This guide explains aACE functionality used to maintain security and manage privileges. It is intended for system administrators.
aACE uses a security model where users are assigned to groups with varying privileges. The primary function of the user group is to define what the interface will allow (e.g. menu options, allowed activities, etc) for the team members in that group.
System administrators can manage user groups: Main Menu > System Admin > User Groups. After you update settings for a user group, changes will take effect the next time those team members login. When you update the user group you belong to, aACE displays a prompt asking whether you want to implement the changes immediately or the next time you login.

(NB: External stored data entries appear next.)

PR #613, opened 2019-08-02
[INTERNAL][E] Addresses FIXME in ConnectingFailureHandler

srossbach:
[INTERNAL][E] Addresses FIXME in ConnectinFailureHandler

Added an option to retrieve the current account that was used for
connecting. Another option would have been to modify the ConnectHandler.

As IntelliJ currently have a very minimalistic set of connection option
the necessary logic was put into the XMPPConnectionSupport instead.

### DIFF
--- a/eclipse/src/saros/ui/eventhandler/ConnectingFailureHandler.java
+++ b/eclipse/src/saros/ui/eventhandler/ConnectingFailureHandler.java
@@ -2,13 +2,12 @@ package saros.ui.eventhandler;
 
 import java.text.MessageFormat;
 import org.apache.log4j.Logger;
+import org.eclipse.jface.dialogs.MessageDialog;
 import org.jivesoftware.smack.XMPPException;
 import org.jivesoftware.smack.packet.XMPPError;
 import saros.account.XMPPAccount;
-import saros.account.XMPPAccountStore;
 import saros.communication.connection.ConnectionHandler;
 import saros.communication.connection.IConnectingFailureCallback;
-import saros.ui.util.DialogUtils;
 import saros.ui.util.SWTUtils;
 import saros.ui.util.WizardUtils;
 import saros.ui.util.XMPPConnectionSupport;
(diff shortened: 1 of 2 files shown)


eclipse/src/saros/ui/eventhandler/ConnectingFailureHandler.java
```diff
@@ -19,66 +18,56 @@
...
-
-        DialogUtils.popUpFailureMessage(
+        MessageDialog.openError(
+            SWTUtils.getShell(),
             "Connecting Error",
             MessageFormat.format(
-                "Could not connect to XMPP server. Unexpected error: {0}", exception.getMessage()),
-            false);
-
+                "Could not connect to XMPP server. Unexpected error: {0}", exception.getMessage()));
```
tobous: This should be moved to a messages.properties file as it is text shown to the user.

eclipse/src/saros/ui/eventhandler/ConnectingFailureHandler.java
```diff
@@ -19,66 +18,56 @@
...
-          "Connecting Error",
-          generateHumanReadableErrorMessage((XMPPException) exception),
-          false)) {
+      final XMPPAccount accountUsedForConnecting =
+          XMPPConnectionSupport.getInstance().getCurrentXMPPAccount();
 
-        /* FIXME the active/default account might not always be the account that is currently used for connecting */
-        final XMPPAccount accountUsedDuringConnection = accountStore.getDefaultAccount();
+      // should not happen
+      if (accountUsedForConnecting == null) return;
```
tobous: Log a warning to show that an unexpected state occurred in order to allow us to noticed/investigated this behavior?

eclipse/src/saros/ui/eventhandler/ConnectingFailureHandler.java
```diff
@@ -19,66 +18,56 @@
...
 
-        if (WizardUtils.openEditXMPPAccountWizard(accountUsedDuringConnection) == null) return;
+      final String errorMessesage = generateHumanReadableErrorMessage((XMPPException) exception);
 
-        final XMPPAccount account = accountStore.getDefaultAccount();
+      final boolean editAccountAndConnectAgain =
+          MessageDialog.openQuestion(SWTUtils.getShell(), "Connecting Error", errorMessesage);
```
tobous: Move to a messages.properties file as it is also text shown to the user.

eclipse/src/saros/ui/eventhandler/ConnectingFailureHandler.java
srossbach: Can we agree that moving strings into property files can be done just before the next release or at least later ? There is automated tooling provided by Eclipse for this which also inserts a bunch of NLS.

tobous: Ok. How about opening an issue for this? It would also be helpful to link to some documentation on how this can be done automatically as I had no idea this was an option in Eclipse. ☺️

srossbach: The problem is the Google Formatter.

E.g you have "foo0" + "foo1" + .... + "fooN"

When say you do not want to externalize them Eclipse will add something like this // $NON-NLS-1$, $NON-NLS-2$, ... behind this line.

I have not really tested it what will happen if the comment will be split to several lines afterwards.

srossbach: Wow nice job. https://github.com/google/google-java-format/issues/361

Currently there is now way to tell if the string already was externalized or not.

Sections of the User Groups Module
Read below for information on each numbered section of the User Groups module:
1. General Info
You are able to edit the type of group your user group is as well as the login module:
- Data Group — Specifies the general data access for a group
- Login Module — Specifies the module that aACE will display when members of this group log in
2. Settings
You can customize various settings for your particular user group:
- Group Bias — Controls which columns display on various layouts.
You can specify whether these team members will initially see the Operations View, Management View, or Sales View. Each view highlights details most important to that focus. Team members can change the view using the dropdown list in the center of the Orders header. - Order Rec Type — Sets the default record type used when this group creates an order.
This group-specific setting takes precedence over the system-wide default located in Internal > Management Preferences > Order Entry. (Note: Even if you specify an order record type here, the Management Preference to allow multiple order record types will still allow users to select the type of order they create.) - Order Type — Notes the purpose of the order.
You can create custom options by clicking "Edit..." in the dropdown menu (e.g. inventory replenishment). - Sales Layout — Sets the layout for sales orders.
Each layout displays slightly different fields to assist with a different focus. - Production Layout — Sets the layout for production orders.
3. Menu Option Access
You can specify how the aACE menu will appear for this user group. Scroll down the list and mark or clear flags as needed.
This panel combines with Access Privileges (see below) for full functionality. If users have a certain menu option visible, but no privileges set for that module, the system will return an error message when they click the menu option.
4. Team Members
Specifies which existing team members will be included in the group. Each team member can be in only one user group at a time. If you add team members to a new group, aACE automatically removes them from their previous group.
Note: You can quickly identify team members not included in a user group by using the Team Member module, sorted by user group.
User Flag
This flag distinguishes between team members that can directly access your system. Clearing this flag prevents access to your aACE system. Even if the person still has an active team member record, they are unable to log in.
This feature can be helpful for production personnel. These team members can be scheduled and assigned to work on tasks tracked in aACE, but they might not need to log in and use aACE. Often, they work with one of the aACE mobile apps (e.g. the Pick app).
Line-level Actions
Clicking the line-level Actions icon () for a team member displays several options. You can click Reset Password to revert that team member's account back to the default password you have set. You can also view logs of past changes related to the team member. If needed, you can remove them from the current user group.
5. Access Privileges
Specifies what the members of this user group can do with the records in each module. Click the Search icon () to add / remove modules in this list, then mark or clear the flags for the appropriate privileges.
This panel combines with Menu Option Access (see above) and individual team member privileges for full functionality. Users must have menu options to access modules and their own records. Some users may need to access additional records from other offices and departments.
Note: You can further refine access privileges by navigating to an individual team member record. Options there allow you to control whether the team member can edit logs, view or switch to other offices, and view departments outside their assignment.
Best Practices for Creating User Groups
When aACE is implemented, only the Programmer and System Admin groups are created. The system administrator creates the other user groups as needed. These two groups are the closest aACE has to pre-defined user group templates. They can serve as a starting point for creating the other groups.
To create a new group, we recommend duplicating an existing group with more privileges, then removing the privileges that are not needed by the new group. Often this can start with the System Admin group, which has full system access. Then you can duplicate these 'second-generation' user groups to create other groups with access to even fewer areas of the software. This approach reduces the effort needed to create a group, but helps ensure that the system administrator understands which areas of system access they are granting.
When creating new user groups, we also highly recommend creating a test user and adding them to that group. Log in as that user to confirm that access is enabled and restricted as you intended. When you create additional groups, you can move the test user into each one to verify access.